Google 'hunting GPS maps' you will need a good quality color screen GPS and each state software will run you $100 or so, but it shows land ownership and where you are at in relation to it. Plus it gives topo and many other features. Take it from a guy who has dumped hundreds of dollars on paper maps, bite the bullet and it will save you money in the long run-- that is if you are an avid hunter/fisher


----------



## timber_cruiser (Nov 2, 2007)

This a great topic. I have spent a lot of time looking for maps that show landownership accurately, with imagery or topo maps as a background. I used Google at first, but now use data directly from the Utah Automated Geographic Reference Center (AGRC), viewed with the free ArcGIS Explorer application.

http://gis.utah.gov/data/

I view Public Land Survey System (PLSS) data via spatial data connection at AGRC. The data link is explained on this webpage.

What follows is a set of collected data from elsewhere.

PR #2490, opened 2020-11-01
[ioctl] simplify action.Read()

dustinxie:


ioctl/cmd/action/action.go
```diff
@@ -374,8 +366,12 @@ func Read(contract address.Address, amount *big.Int, bytecode []byte) (string, e
...
 		ctx,
 		&iotexapi.ReadContractRequest{
-			Execution:     exec.Proto(),
-			CallerAddress: caller,
+			Execution: &iotextypes.Execution{
+				Amount:   amount,
+				Contract: contract.String(),
+				Data:     bytecode,
+			},
+			CallerAddress: address.ZeroAddress,
```
koseoyoung, line 374: can we set zero address here? When we read contract (e.g., ERC20 ```balannceOf``` method), we might need a caller address(msg.sender)?

koseoyoung (approved):

ioctl/cmd/action/action.go
dustinxie: discussed offline

Issue #2512, opened 2020-11-19
ioctl contract test's --with-arguments cannot handle param without name


raullenchai:
```
- constant: true
  inputs:
    - internalType: bytes32
      name: ''
      type: bytes32
  name: commitments
  outputs:
    - internalType: bool
      name: ''
      type: bool
  payable: false
  stateMutability: view
  type: function
```

`ioctl contract test function xxxx abc.abi commitments --with-arguments '{"":"b21b78b009d7ebcbc88f9d8986fa199a561b6d6a"}'` won't work.

Let's use `_` when the param name is empty, e.g., 
`ioctl contract test function xxxx abc.abi commitments --with-arguments '{"_":"b21b78b009d7ebcbc88f9d8986fa199a561b6d6a"}'` should work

http://gis.utah.gov/data/how-to-connect ... d-via-sde/

You can download ArcGIS Explorer from from ESRI at

http://www.esri.com/software/arcgis/explorer

I will try to upload a screen shot of this data on my computer. It is current data, free and covers the entire state of Utah.


----------



## BPturkeys (Sep 13, 2007)

Thanks Timber, really good stuff. I just downloaded the ArcGIS program...now if I can just figure out how to use it. I can see from my first quick look that it is a tool with great potential for the hunter. Can you link into all the counties in Utah? It seems to me that only a few counties really have the information on line at this time.


----------



## timber_cruiser (Nov 2, 2007)

BP, The AGRC GIS data service layers are statewide. Within ArcGIS Explorer:

1) select Add Content, 
2) GIS Services, 
3) add the service connection to AGRC enter http://mapserv.utah.gov/arcgis/services in the server window block.

You should then be connected to the ARGC list of web map services, which includes about 40 different GIS layers. I use the plain PLSS layer that shows landownership in color shade.

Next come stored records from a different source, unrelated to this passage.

PR #2517, opened 2020-11-19
catch unexpected status

CoderZhi:
if solc failed or some other unexpected happens, throw an error to prevent further damage.

### DIFF
--- a/ioctl/cmd/action/action.go
+++ b/ioctl/cmd/action/action.go
@@ -339,6 +339,9 @@ func SendAction(elp action.Envelope, signer string) error {
 
 // Execute sends signed execution transaction to blockchain
 func Execute(contract string, amount *big.Int, bytecode []byte) error {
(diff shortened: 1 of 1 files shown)


ioctl/cmd/action/action.go
```diff
@@ -339,6 +339,9 @@ func SendAction(elp action.Envelope, signer string) error {
 
 // Execute sends signed execution transaction to blockchain
 func Execute(contract string, amount *big.Int, bytecode []byte) error {
+	if len(contract) == 0 && len(bytecode) == 0 {
+		return output.NewError(0, "failed to deploy contract with empty bytecode", nil)
```
dustinxie, line 343: nit:
use output.NewError(output.InputError, xxx) instead of 0?

dustinxie (approved):

raullenchai (approved):

Issue #2516, opened 2020-11-19
Add an optional "amount" for deployment


CoderZhi:
**What would you like to be added**:
add an optional input argument

**Why is this needed**:
https://github.com/iotexproject/iotex-core/blob/6fc60f994391e63ca6f8fff74eacddb6ca568fd8/ioctl/cmd/contract/contractdeploysol.go#L113
amount shouldn't be hard coded to 0

CoderZhi:
same here: https://github.com/iotexproject/iotex-core/blob/6fc60f994391e63ca6f8fff74eacddb6ca568fd8/ioctl/cmd/contract/contractdeploybytecode.go#L64

Frankonly:
The `contract` commands adapt different number of arguments. If adding an option argument to those commands may cause confusion when ioctl identifies arguments. Therefore, I add a flag for initial amount of new deployed contract.

PR #2518, opened 2020-11-20
#2516

Frankonly:
#2516


CoderZhi (approved):

CoderZhi:
good to have, it would be better to have the format consistent with other commands.

Issue #1599, opened 2019-11-01
switch to go std errors wrap


yutongp:
plz refer to https://golang.org/pkg/errors/

raullenchai:
Let's start with one small package and work it out with @yutongp, then scale to other packages.

PR #2526, opened 2020-11-26
switch go std errors to github.com/pkg/errors #1599

millken:
#1599


api/blocklistener_test.go
```diff
@@ -7,10 +7,11 @@
 package api
 
 import (
-	"errors"
 	"testing"
 	"time"
 
+	"github.com/pkg/errors"
+
```
CoderZhi, line 14: delete the empty line
"github.com/pkg/errors" should be grouped with other third party packages
same for the rest

CoderZhi (approved):

Issue #2330, opened 2020-07-24
Start DB before p2p network


CoderZhi:
**What would you like to be added**:
Reorder blockchain and p2p.

**Why is this needed**:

You can then select different map and imagery backgrounds. Select the Basemap tab and pull down the Bing aerial imagery or topo layer. You can adjust the PLSS layer transparency so you can see the imagery or topo maps more easily.

Hope this helps.


----------



## swiftra (Dec 13, 2012)

Wow timber_cruiser thanks a ton for the info! It looks like an awesome resource and is much appreciated that you were willing to share.


----------



## BPturkeys (Sep 13, 2007)

I haven't yet figured out how to get actual parcel ownership with the info that T/C sent...I am a little old and slow...but I did stumble across this web page that will SIMPLY give you the exact ownership of every parcel in the state.

Try this one: http://mapserv.utah.gov/rasterindicies/Parcels.html


----------